San Antonio marathon in four days and as always it’s a crap shoot. I’ve never been more fit than I have this fall, but there’s also the weather — expected to be in the mid 60s at the start, humidity, chance of showers … bring it on madre. Of course the last time I ran in similar conditions a couple months ago, I gasped my way to a painful 17:15 5K, so we’ll see how it goes.
I’ve had a great fall of training with some great training partners … progressive 22-miler with Mario with the last 2 in 5:45, 7 x 1 mile in mid 5:20s, 20 miler with Pete over Mt. Bonnell with a fast finish, 7 mile tempo in 42:00, 19 miler with Woo with last eight at 6ish, 20×400 feeling fresh, lots of runs with Farrug and Farshid … the workouts have been great, the pressure’s been low, the fitness is there. I think I’ve averaged in the high 60s, topped out around 75 per week, but I haven’t been keeping a log since Boston, just trying train more by feel, less by worry. Trying to get more sleep. Started taking a rest day. Seems to have made a big difference, and if the workouts are any indication the new attitude and regimen has been working great … until the last couple weeks.

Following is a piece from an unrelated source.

PR #1388, opened 2026-08-13
fix(cli): honor a caller-forwarded --target_pattern_file

mcook42:
Split out of #1370 (fix 1 of 3). See that PR's description for full context on all three defects found in the same investigation.

A caller-forwarded `--target_pattern_file` conflicted with the default target pattern. `run_bazel_task` only suppressed its own `--target-pattern-file` setting, but Bazel's `--bazel-flag=--target_pattern_file=<path>` — what `tools/bazel` produces for every Bazel-native flag, and so what an IntelliJ BSP sync sends — was invisible to the runner. `ctx.args.targets` then fell back to its declared default (`["..."]`), which reaches Bazel as residue alongside the forwarded flag:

Had some bad 1000s 10 days ago, then struggled mightily on what was supposed to be a confidence building 10 mile pace run last Saturday. Maybe due to the drop in mileage I don’t know. Originally I was training so well I thought I would forego any taper and just keep doing what was working, but after feeling so miserable, the last couple weeks have been in the 50s and this week will be 20ish; starting to feel better now, hopefully legs will be ready to pop come Sunday.
A lot of my training over the summer and fall has come from this book: The Self-Coached Runner by Allan Lawrence.
It’s from the early 80s and it’s definitely old school training. I think the 10th week had something like:
Saturday: 18 miles
Sunday: 17 miles
Monday: 5×1 mile
I certainly didn’t do that, or even most of his plan, but it gave me ideas, I cherry-picked what I thought I needed, and it kept me on track. Actually, the best part about it I thought was the “pre-training” base phase where he has runners doing speed work, tempos and long runs, but keeping the intensity relatively light.
He has training plans for a 2:20 marathon all the way up to 4:00 (and for half-marathon and 10K timess), accompanied by a case study with “ordinary” runners. So you’ll see stuff like, “Vanessa, a 32 year old homemaker who took up running 3 years ago, ran 2:44 at the Houston Marathon”. He also has a second volume focused on the shorter distances which I plan to use for the Sprint Series in the Spring.
Beyond running, I helped coach Joshua’s flag football team, I’m taking a statistics class, showing up for the usual Cub Scouts mumbo jumbo, fighting fleas with the new dog…
The race is the thing for now though, but if it doesn’t work out come race day, that’ll be ok, because I much more enjoy the process than the result. The result comes and goes but the training sticks with you, is shared with others, and, dare I say it, is fun.